PR #755, opened 2023-09-22
Ensure .data is always a dictionary/object when serializing events to JSON

TheTechromancer:
This PR changes JSON-serialized events so that their .data attribute is _always_ a dictionary object.

As discussed in https://github.com/blacklanternsecurity/bbot/discussions/736, this change came about because of the inconsistency between events' `.data` sometimes being a string:
```json
{
    "type": "IP_ADDRESS",
    "data": "192.168.0.1"
}
```
...and sometimes being a dictionary:
```json
{
    "type": "FINDING",
    "data": {
        "url": "https://evilcorp.com",
        "description": "Something interesting",
    }
}
```

This creates problems when ingesting BBOT data into places like elasticsearch, which expect an attribute's data type to be consistent across all instances. (Thanks to @nicpenning for pointing this out).

This PR leaves events unchanged internally in BBOT, where the `.data` attribute still varies between a dictionary and string. However, now when events are serialized to JSON, their `.data` is placed under a single key which is the event type. For example, an `IP_ADDRESS` would change to:

```json
{
    "type": "IP_ADDRESS",
    "data": {
        "IP_ADDRESS": "192.168.0.1"
    }
}
```

A `DNS_NAME`'s data would change from `evilcorp.com` to `{"DNS_NAME": "evilcorp.com"}`, etc. This ensures that `.data` is a consistent data type across the board.

**NOTE: DO NOT MERGE THIS YET.** We will need to coordinate with @batgoose and @SpamFaux to ensure that this does not screw with their ASM/frontend efforts. Also, since this is a breaking change, it will probably warrant a new BBOT version, e.g. `1.2.0`.

### DIFF
--- a/bbot/core/event/base.py
+++ b/bbot/core/event/base.py
@@ -446,12 +446,10 @@ class BaseEvent:
             if v:
                 j.update({i: v})
         data_attr = getattr(self, f"data_{mode}", None)
-        if isinstance(data_attr, str):
-            data_attr = {self._json_data_key(): data_attr}
         if data_attr is not None:
-            j["data"] = data_attr
+            j["data"] = {self._json_data_key(): data_attr}
         else:
-            j["data"] = smart_decode(self.data)
+            j["data"] = {self._json_data_key(): smart_decode(self.data)}
         web_spider_distance = getattr(self, "web_spider_distance", None)
         if web_spider_distance is not None:
             j["web_spider_distance"] = web_spider_distance
@@ -1055,10 +1053,11 @@ def make_event(
 
 
 def event_from_json(j):
+    event_type = j["type"]
     try:
         kwargs = {
-            "data": j["data"],
-            "event_type": j["type"],
+            "data": j["data"][event_type],
+            "event_type": event_type,
             "scans": j.get("scans", []),
             "tags": j.get("tags", []),
             "confidence": j.get("confidence", 5),
--- a/bbot/core/event/base.py
+++ b/bbot/core/event/base.py
@@ -379,8 +379,8 @@ class BaseEvent:
         Because self.data can be either a string or a dictionary, this function is used to standardize
         JSON-serialized events so that their .data attributes are _always_ dictionaries.
 
-        By default, simple string-based events like `IP_ADDRESS`, `DNS_NAME`, and `URL` are serialized
-        so that their event type is the sole key, and their data is the value.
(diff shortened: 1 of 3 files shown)


nicpenning:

═══

* [Problem details] Write the whole listing out again exactly.

* [Result of the task]
PR #755, opened 2023-09-22
Ensure .data is always a dictionary/object when serializing events to JSON

TheTechromancer:
This PR changes JSON-serialized events so that their .data attribute is _always_ a dictionary object.

As discussed in https://github.com/blacklanternsecurity/bbot/discussions/736, this change came about because of the inconsistency between events' `.data` sometimes being a string:
```json
{
    "type": "IP_ADDRESS",
    "data": "192.168.0.1"
}
```
...and sometimes being a dictionary:
```json
{
    "type": "FINDING",
    "data": {
        "url": "https://evilcorp.com",
        "description": "Something interesting",
    }
}
```

This creates problems when ingesting BBOT data into places like elasticsearch, which expect an attribute's data type to be consistent across all instances. (Thanks to @nicpenning for pointing this out).

This PR leaves events unchanged internally in BBOT, where the `.data` attribute still varies between a dictionary and string. However, now when events are serialized to JSON, their `.data` is placed under a single key which is the event type. For example, an `IP_ADDRESS` would change to:

```json
{
    "type": "IP_ADDRESS",
    "data": {
        "IP_ADDRESS": "192.168.0.1"
    }
}
```

A `DNS_NAME`'s data would change from `evilcorp.com` to `{"DNS_NAME": "evilcorp.com"}`, etc. This ensures that `.data` is a consistent data type across the board.

**NOTE: DO NOT MERGE THIS YET.** We will need to coordinate with @batgoose and @SpamFaux to ensure that this does not screw with their ASM/frontend efforts. Also, since this is a breaking change, it will probably warrant a new BBOT version, e.g. `1.2.0`.

### DIFF
--- a/bbot/core/event/base.py
+++ b/bbot/core/event/base.py
@@ -446,12 +446,10 @@ class BaseEvent:
             if v:
                 j.update({i: v})
         data_attr = getattr(self, f"data_{mode}", None)
-        if isinstance(data_attr, str):
-            data_attr = {self._json_data_key(): data_attr}
         if data_attr is not None:
-            j["data"] = data_attr
+            j["data"] = {self._json_data_key(): data_attr}
         else:
-            j["data"] = smart_decode(self.data)
+            j["data"] = {self._json_data_key(): smart_decode(self.data)}
         web_spider_distance = getattr(self, "web_spider_distance", None)
         if web_spider_distance is not None:
             j["web_spider_distance"] = web_spider_distance
@@ -1055,10 +1053,11 @@ def make_event(
 
 
 def event_from_json(j):
+    event_type = j["type"]
     try:
         kwargs = {
-            "data": j["data"],
-            "event_type": j["type"],
+            "data": j["data"][event_type],
+            "event_type": event_type,
             "scans": j.get("scans", []),
             "tags": j.get("tags", []),
             "confidence": j.get("confidence", 5),
--- a/bbot/core/event/base.py
+++ b/bbot/core/event/base.py
@@ -379,8 +379,8 @@ class BaseEvent:
         Because self.data can be either a string or a dictionary, this function is used to standardize
         JSON-serialized events so that their .data attributes are _always_ dictionaries.
 
-        By default, simple string-based events like `IP_ADDRESS`, `DNS_NAME`, and `URL` are serialized
-        so that their event type is the sole key, and their data is the value.
(diff shortened: 1 of 3 files shown)


nicpenning:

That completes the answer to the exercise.